• [Instructions for the task]:
From the records below, print exactly the lines starting at the one containing "The user has to" and ending at the one containing "## Reproduction", ends included, and nothing else.

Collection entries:
..............................
PR #944, opened 2026-05-16
Cover Laravel packages in `NoEnvOutsideConfig` fallback

### LINKED ISSUE #940: `NoEnvOutsideConfig`: false positives when scanning a Laravel package's own config/ dir without explicit `<configDirectory>`
## Description

When scanning a Laravel **package** (not an app), the `NoEnvOutsideConfig` rule fires on every `env(...)` call inside the package's own `config/*.php`, even though those files are the canonical, documented place to call `env()`.

This is a regression in user experience from #756 → #858: #858 added the `<configDirectory>` opt-in (good), and the fallback was tightened to `ApplicationProvider::getApp()->configPath()` (good for apps). But for **packages** that fallback resolves to the bundled Orchestra Testbench config dir, never the package's own `config/`, so every `env()` call in the package's config files is reported.

The user has to know to add `<configDirectory name="config"/>` to the plugin config. Without it the diagnostic is wrong, not just imprecise.

## Reproduction

Audited [imdhemy/laravel-in-app-purchases](https://github.com/imdhemy/laravel-in-app-purchases) ([branch update-psalm](https://github.com/imdhemy/laravel-in-app-purchases/tree/update-psalm)) with plugin v4.x on Psalm 6.16.1.

`psalm.xml`:

```xml
<projectFiles>
    <directory name="config"/>
    <directory name="routes"/>
    <directory name="src"/>
    <ignoreFiles><directory name="vendor"/></ignoreFiles>
</projectFiles>

<plugins>
    <pluginClass class="Psalm\LaravelPlugin\Plugin"/>
</plugins>
```

(No `<configDirectory>` element inside `<pluginClass>`.)

Output:

```
ERROR: NoEnvOutsideConfig at config/liap.php:33:35
    'google_play_package_name' => env('GOOGLE_PLAY_PACKAGE_NAME', 'com.some.thing'),
ERROR: NoEnvOutsideConfig at config/liap.php:44:28
    'appstore_password' => env('APPSTORE_PASSWORD', ''),
ERROR: NoEnvOutsideConfig at config/liap.php:97:34
    'appstore_private_key_id' => env('APPSTORE_PRIVATE_KEY_ID'),
ERROR: NoEnvOutsideConfig at config/liap.php:99:31
    'appstore_private_key' => env('APPSTORE_PRIVATE_KEY'),
ERROR: NoEnvOutsideConfig at config/liap.php:101:29
    'appstore_issuer_id' => env('APPSTORE_ISSUER_ID'),
ERROR: NoEnvOutsideConfig at config/liap.php:103:29
    'appstore_bundle_id' => env('APPSTORE_BUNDLE_ID'),
```

The reported file `config/liap.php` is the package's published config, merged at runtime via `LiapServiceProvider::mergeConfigFrom(__DIR__.'/../../config/liap.php', 'liap')`. It is a config file by Laravel convention.

## Root cause

`Plugin::initNoEnvOutsideConfigHandler()` (src/Plugin.php:266-275):

```php
$directories = $pluginConfig->configDirectories;

if ($directories === []) {
    $directories = [ApplicationProvider::getApp()->configPath()];
}
```

`ApplicationProvider::getApp()` returns the plugin's internal Orchestra Testbench Laravel app. Its `configPath()` is `vendor/orchestra/testbench-core/laravel/config`, not the analysed package's `config/`. For Laravel **packages** the fallback is therefore guaranteed to miss the package's own config directory.

## Proposed fix

Two options, in increasing order of work:

### Option A (minimal): include the project root's `config/` in the fallback

When `<configDirectory>` is empty, fall back to **both**:

1. `ApplicationProvider::getApp()->configPath()` (current behaviour, useful for projects without a top-level `config/`).
2. `getcwd() . '/config'` if it exists.

`getcwd()` is the project root during Psalm runs; Psalm's own config resolution uses the same anchor. This catches every package and every app that follows the Laravel convention without any user action.

### Option B (more accurate): discover config files from `mergeConfigFrom()` / `publishes()` calls

Scan service providers for `mergeConfigFrom(__FILE_PATH__, ...)` and `publishes([... => config_path(...)], 'config')`, resolve `__DIR__`-relative paths at scan time, and add the parent directories to the configDirectory list. This matches the actual semantic ("file is a Laravel config file") rather than the conventional path layout. It also handles non-standard layouts (e.g. `resources/config/`).

Option B is more correct but requires a scanner pass; Option A is a 3-line change in `Plugin.php`.

### Either way

Detect the "package, no `<configDirectory>` set, fallback resolved to zero project-relevant dirs" case explicitly and emit a one-line `$progress->info()` pointing to the [`configDirectory` docs](https://psalm.github.io/psalm-plugin-laravel/config/#configdirectory). The current warning only fires when **all** inputs fail to resolve, which never happens for the testbench fallback.

## Impact

Affects every Laravel package analysed with the plugin that ships a `config/*.php` and does not know to set `<configDirectory>`. In one-shot audits across `spatie/*`, `imdhemy/*`, `laravel-notification-channels/*` packages, this is a consistent stream of false positives that pushes maintainers to suppress the rule entirely rather than fix the (real) `env()` calls outside config.

Documentation alone is not enough here — the fallback path encodes "this is a Laravel app", but the plugin is also widely used on Laravel packages. The default should not silently produce wrong results on the second case.

## Workaround (for users hitting this today)

Add to `psalm.xml`:

```xml
    <configDirectory name="config"/>
</pluginClass>
```

alies-dev:
## Issue to Solve

When scanning a Laravel **package** (not an app), `NoEnvOutsideConfig` fired on every `env(...)` call inside the package's own `config/*.php`. `ApplicationProvider::getApp()` falls back to the Orchestra Testbench app whose `configPath()` lives under `vendor/orchestra/.../config`, so the package's own `config/` was never matched and the rule reported every canonical `env()` call.

## Related

Fixes #940

## Solution Description

Add `getcwd()/config` as a second fallback anchor alongside the Testbench `configPath()` in `Plugin::initNoEnvOutsideConfigHandler`. `NoEnvOutsideConfigHandler::init()` already drops non-existent entries via `realpath()` + `is_dir()`, so listing both unconditionally is safe.

When the fallback is used and `getcwd()/config` does not exist, emit a one-shot `Progress::warning()` naming the `NoEnvOutsideConfig` issue and pointing users at the `<configDirectory>` opt-in. Non-standard layouts then surface explicitly instead of silently misreporting.

Behaviour for projects that already declare `<configDirectory>` is unchanged: the user-supplied list still replaces the default, and the existing typo-case warning (non-empty input resolving to zero dirs) is preserved.

Verified by a new unit test `Tests\Psalm\LaravelPlugin\Unit\PluginNoEnvFallbackTest` that exercises:
 - package fallback skips `cwd/config/*.php`,
 - warning fires once when `cwd` has no `config/`,
 - warning stays silent when the user has set `<configDirectory>`.

`docs/config.md` updated to document the new `cwd/config` anchor and the two distinct warning cases.

## Checklist

- [x] Tests cover the change (unit test in `tests/Unit/PluginNoEnvFallbackTest.php`)
- [x] Documentation is updated (`docs/config.md`)

### DIFF
--- a/docs/config.md
+++ b/docs/config.md
@@ -67,7 +67,7 @@ Disable if dynamic where resolution conflicts with your codebase.
 
 ## `configDirectory`
 
-**default**: the booted Laravel app's `config_path()`
+**default**: the booted Laravel app's `config_path()` plus the project root's `config/` directory (if it exists)
 
 Controls which directories are treated as config directories by [`NoEnvOutsideConfig`](issues/NoEnvOutsideConfig.md). `env()` calls inside any of these directories are exempt from the check.
 
@@ -75,7 +75,9 @@ Each entry can be an absolute path or a relative path resolved by PHP's `glob()`
 
 **Defining any `<configDirectory>` replaces the default**, so include `config` (or whatever your project's standard config dir is) explicitly if you still want it covered. Test files (paths containing `/tests/`) are always exempt regardless of this setting.
 
-If no entry resolves to an existing directory at boot, the plugin emits a warning so the typo case (`<configDirectory name="cofnig" />`) is surfaced rather than silently flagging every `env()` call.
+The project-root anchor exists primarily for Laravel **packages**, where the plugin's booted-app `config_path()` falls back to Orchestra Testbench's vendored config dir and would never match the package's own `config/*.php`. If the project root has no `config/` directory and `<configDirectory>` is not configured, the plugin emits a one-shot warning at boot pointing here.
+
+If a user-provided `<configDirectory>` resolves to zero existing directories at boot, the plugin emits a separate warning so the typo case (`<configDirectory name="cofnig" />`) is surfaced rather than silently flagging every `env()` call.
 
 ### Examples
 
--- a/src/Plugin.php
+++ b/src/Plugin.php
@@ -258,11 +258,28 @@ final class Plugin implements PluginEntryPointInterface
      * Resolve config directory paths and pass them to NoEnvOutsideConfigHandler.
      *
      * When the user has not configured any `<configDirectory>` elements, fall back to
-     * the booted Laravel app's `config_path()`. Relative paths and glob patterns are
-     * left as-is — the handler resolves them via glob() + realpath() at this boot step.
+     * BOTH the booted Laravel app's `config_path()` AND the project root's `config/`.
+     * Two anchors are needed because the plugin is used in two different shapes:
      *
-     * The handler emits a warning via $output if the resolution produces zero directories
-     * for a non-empty input — that's the typo case where every env() call would be flagged.
+     *   - App analysis: `ApplicationProvider::getApp()->configPath()` resolves to the
+     *     analysed app's own `config/`. This is the original #858 behaviour.
+     *   - Package analysis: `getApp()` falls back to Orchestra Testbench's vendored
+     *     Laravel app, whose `configPath()` points into `vendor/orchestra/.../config`
+     *     and never matches the package's own config files. Adding `getcwd()/config`
+     *     covers the package case without requiring `<configDirectory>` opt-in.
+     *
+     * Relative paths and glob patterns are left as-is — the handler resolves them via
+     * glob() + realpath() at boot. Non-existent entries are dropped silently there,
+     * so listing both anchors unconditionally is safe.
+     *
+     * Diagnostics:
+     *   - If neither anchor is a project-relevant directory (no `config/` at `getcwd()`),
+     *     emit a warning pointing to the `<configDirectory>` docs so users with a
+     *     non-standard layout know how to opt in.
+     *   - The handler itself emits a separate warning if a *non-empty* user input
+     *     resolves to zero directories (the typo case).
+     *
+     * @see https://github.com/psalm/psalm-plugin-laravel/issues/940
      */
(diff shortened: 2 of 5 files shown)


alies-dev:
Closing as redundant after #949 (0d3217b2) merged.

#949 fixed root cause: `ApplicationProvider::doGetApp()` now calls `$app->useConfigPath($projectRoot.'/config')` post-creation, with `$projectRoot` resolved from `APP_BASE_PATH` / `TESTBENCH_APP_BASE_PATH` env or `getcwd()` when `composer.json` is present. `ApplicationProvider::getApp()->configPath()` therefore already returns the analysed package's own `config/` directory, which is exactly the path `Plugin::initNoEnvOutsideConfigHandler` feeds into `NoEnvOutsideConfigHandler::init()`.

What this PR added on top of that:

1. `getcwd().'/config'` as a second fallback anchor. Duplicates #949's anchor in the normal case (composer.json present at cwd). The remaining edge case (no composer.json at cwd, no env override) is not a Laravel-package layout to begin with, and the dir would not exist either way.
2. A one-shot `Progress::warning()` pointing users at the `<configDirectory>` opt-in when the fallback dir is missing. Genuine DX win, not covered by #949, but small enough to do as a follow-up.
3. Shared `RecordingProgress` test spy and `PluginNoEnvFallbackTest`. Useful scaffolding regardless of the path-fallback change.

Will re-land items 2 and 3 separately if needed.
..............................
• [Answer to this task]:
The user has to know to add `<configDirectory name="config"/>` to the plugin config. Without it the diagnostic is wrong, not just imprecise.

## Reproduction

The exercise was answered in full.